Copy the data exactly from the line that contains "-func newMessageSet(valSet istanbul.ValidatorSet)" through the line that contains "(diff shortened: 1 of 18 files shown)", keeping both end lines and leaving out everything else.

[[ Data, beginning ]]

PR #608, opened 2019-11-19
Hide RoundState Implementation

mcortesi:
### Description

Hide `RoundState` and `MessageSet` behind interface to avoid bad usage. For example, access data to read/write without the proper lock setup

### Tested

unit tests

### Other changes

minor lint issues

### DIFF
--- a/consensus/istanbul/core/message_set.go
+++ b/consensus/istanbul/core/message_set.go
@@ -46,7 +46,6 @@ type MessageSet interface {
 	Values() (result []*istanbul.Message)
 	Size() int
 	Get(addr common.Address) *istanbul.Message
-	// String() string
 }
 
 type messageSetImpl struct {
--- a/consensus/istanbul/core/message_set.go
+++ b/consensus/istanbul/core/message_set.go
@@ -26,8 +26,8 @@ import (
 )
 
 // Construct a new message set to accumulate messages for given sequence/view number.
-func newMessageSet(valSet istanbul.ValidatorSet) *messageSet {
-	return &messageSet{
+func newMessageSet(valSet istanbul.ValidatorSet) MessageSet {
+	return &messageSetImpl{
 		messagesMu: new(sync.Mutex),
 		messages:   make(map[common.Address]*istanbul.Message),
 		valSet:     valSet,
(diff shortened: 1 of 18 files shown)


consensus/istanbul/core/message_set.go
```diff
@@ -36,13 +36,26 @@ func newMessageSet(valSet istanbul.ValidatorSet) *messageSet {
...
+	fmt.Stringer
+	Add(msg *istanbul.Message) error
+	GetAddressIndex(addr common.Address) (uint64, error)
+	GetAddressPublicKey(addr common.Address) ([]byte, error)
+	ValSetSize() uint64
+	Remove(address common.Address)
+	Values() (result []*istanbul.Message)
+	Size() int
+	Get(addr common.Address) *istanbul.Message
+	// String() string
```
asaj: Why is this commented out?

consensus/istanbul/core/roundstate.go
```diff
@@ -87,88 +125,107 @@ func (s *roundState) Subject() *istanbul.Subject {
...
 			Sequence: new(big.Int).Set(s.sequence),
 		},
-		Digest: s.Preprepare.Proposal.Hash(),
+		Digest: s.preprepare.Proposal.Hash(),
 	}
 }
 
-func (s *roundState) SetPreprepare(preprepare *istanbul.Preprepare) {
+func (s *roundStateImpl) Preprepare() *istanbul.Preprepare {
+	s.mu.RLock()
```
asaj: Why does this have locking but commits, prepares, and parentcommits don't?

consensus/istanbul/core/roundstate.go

[[ Data, end ]]
[[ Data, beginning ]]

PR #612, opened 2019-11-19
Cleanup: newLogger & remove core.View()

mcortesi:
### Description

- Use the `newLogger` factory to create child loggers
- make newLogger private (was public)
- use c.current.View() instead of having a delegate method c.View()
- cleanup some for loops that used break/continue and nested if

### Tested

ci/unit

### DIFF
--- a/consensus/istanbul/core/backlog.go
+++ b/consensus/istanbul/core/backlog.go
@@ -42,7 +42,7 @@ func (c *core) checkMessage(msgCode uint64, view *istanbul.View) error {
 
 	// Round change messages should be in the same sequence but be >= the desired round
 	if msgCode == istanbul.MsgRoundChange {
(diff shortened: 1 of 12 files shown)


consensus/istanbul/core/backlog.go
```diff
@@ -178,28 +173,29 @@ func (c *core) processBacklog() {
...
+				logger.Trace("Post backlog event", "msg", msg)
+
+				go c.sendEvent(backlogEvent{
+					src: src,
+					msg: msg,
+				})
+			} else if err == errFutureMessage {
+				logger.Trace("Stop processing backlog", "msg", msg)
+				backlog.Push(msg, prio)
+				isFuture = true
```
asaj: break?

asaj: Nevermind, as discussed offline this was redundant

[[ Data, end ]]

→ Output below
-func newMessageSet(valSet istanbul.ValidatorSet) *messageSet {
-	return &messageSet{
+func newMessageSet(valSet istanbul.ValidatorSet) MessageSet {
+	return &messageSetImpl{
 		messagesMu: new(sync.Mutex),
 		messages:   make(map[common.Address]*istanbul.Message),
 		valSet:     valSet,
(diff shortened: 1 of 18 files shown)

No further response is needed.